SOURCE RECORDS ->
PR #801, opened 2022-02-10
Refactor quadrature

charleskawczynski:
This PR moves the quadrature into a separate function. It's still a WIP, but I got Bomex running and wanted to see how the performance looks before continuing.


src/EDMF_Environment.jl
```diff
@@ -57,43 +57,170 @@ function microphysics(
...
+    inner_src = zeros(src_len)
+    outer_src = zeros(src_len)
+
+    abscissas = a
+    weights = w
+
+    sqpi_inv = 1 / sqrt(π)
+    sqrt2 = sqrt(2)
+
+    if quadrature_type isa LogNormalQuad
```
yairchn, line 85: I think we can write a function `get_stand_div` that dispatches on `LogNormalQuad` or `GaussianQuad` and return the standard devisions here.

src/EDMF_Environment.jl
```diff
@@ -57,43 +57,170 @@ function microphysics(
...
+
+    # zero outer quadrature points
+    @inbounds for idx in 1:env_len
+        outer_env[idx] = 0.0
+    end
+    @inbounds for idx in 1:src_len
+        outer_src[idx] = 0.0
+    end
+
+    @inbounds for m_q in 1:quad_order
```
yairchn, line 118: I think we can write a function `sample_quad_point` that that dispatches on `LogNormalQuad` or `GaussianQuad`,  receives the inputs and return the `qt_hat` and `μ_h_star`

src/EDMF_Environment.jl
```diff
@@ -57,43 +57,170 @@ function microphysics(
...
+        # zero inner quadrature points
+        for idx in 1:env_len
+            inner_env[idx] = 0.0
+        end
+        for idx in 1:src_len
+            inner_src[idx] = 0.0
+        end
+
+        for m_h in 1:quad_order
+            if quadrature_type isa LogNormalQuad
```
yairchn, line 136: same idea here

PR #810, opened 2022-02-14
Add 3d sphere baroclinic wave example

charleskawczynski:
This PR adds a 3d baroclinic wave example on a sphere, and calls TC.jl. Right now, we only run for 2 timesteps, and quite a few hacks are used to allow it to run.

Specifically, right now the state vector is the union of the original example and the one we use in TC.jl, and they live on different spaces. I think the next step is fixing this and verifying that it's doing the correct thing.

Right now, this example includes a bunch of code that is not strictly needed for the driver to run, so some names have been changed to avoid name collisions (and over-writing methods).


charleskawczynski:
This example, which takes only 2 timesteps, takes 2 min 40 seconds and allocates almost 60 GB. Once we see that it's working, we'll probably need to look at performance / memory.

WORK TASK -> This exercise requires all the entries to be written out again exactly.

ANSWER SECTION ->
PR #801, opened 2022-02-10
Refactor quadrature

charleskawczynski:
This PR moves the quadrature into a separate function. It's still a WIP, but I got Bomex running and wanted to see how the performance looks before continuing.


src/EDMF_Environment.jl
```diff
@@ -57,43 +57,170 @@ function microphysics(
...
+    inner_src = zeros(src_len)
+    outer_src = zeros(src_len)
+
+    abscissas = a
+    weights = w
+
+    sqpi_inv = 1 / sqrt(π)
+    sqrt2 = sqrt(2)
+
+    if quadrature_type isa LogNormalQuad
```
yairchn, line 85: I think we can write a function `get_stand_div` that dispatches on `LogNormalQuad` or `GaussianQuad` and return the standard devisions here.

src/EDMF_Environment.jl
```diff
@@ -57,43 +57,170 @@ function microphysics(
...
+
+    # zero outer quadrature points
+    @inbounds for idx in 1:env_len
+        outer_env[idx] = 0.0
+    end
+    @inbounds for idx in 1:src_len
+        outer_src[idx] = 0.0
+    end
+
+    @inbounds for m_q in 1:quad_order
```
yairchn, line 118: I think we can write a function `sample_quad_point` that that dispatches on `LogNormalQuad` or `GaussianQuad`,  receives the inputs and return the `qt_hat` and `μ_h_star`

src/EDMF_Environment.jl
```diff
@@ -57,43 +57,170 @@ function microphysics(
...
+        # zero inner quadrature points
+        for idx in 1:env_len
+            inner_env[idx] = 0.0
+        end
+        for idx in 1:src_len
+            inner_src[idx] = 0.0
+        end
+
+        for m_h in 1:quad_order
+            if quadrature_type isa LogNormalQuad
```
yairchn, line 136: same idea here

PR #810, opened 2022-02-14
Add 3d sphere baroclinic wave example

charleskawczynski:
This PR adds a 3d baroclinic wave example on a sphere, and calls TC.jl. Right now, we only run for 2 timesteps, and quite a few hacks are used to allow it to run.

Specifically, right now the state vector is the union of the original example and the one we use in TC.jl, and they live on different spaces. I think the next step is fixing this and verifying that it's doing the correct thing.

Right now, this example includes a bunch of code that is not strictly needed for the driver to run, so some names have been changed to avoid name collisions (and over-writing methods).


charleskawczynski:
This example, which takes only 2 timesteps, takes 2 min 40 seconds and allocates almost 60 GB. Once we see that it's working, we'll probably need to look at performance / memory.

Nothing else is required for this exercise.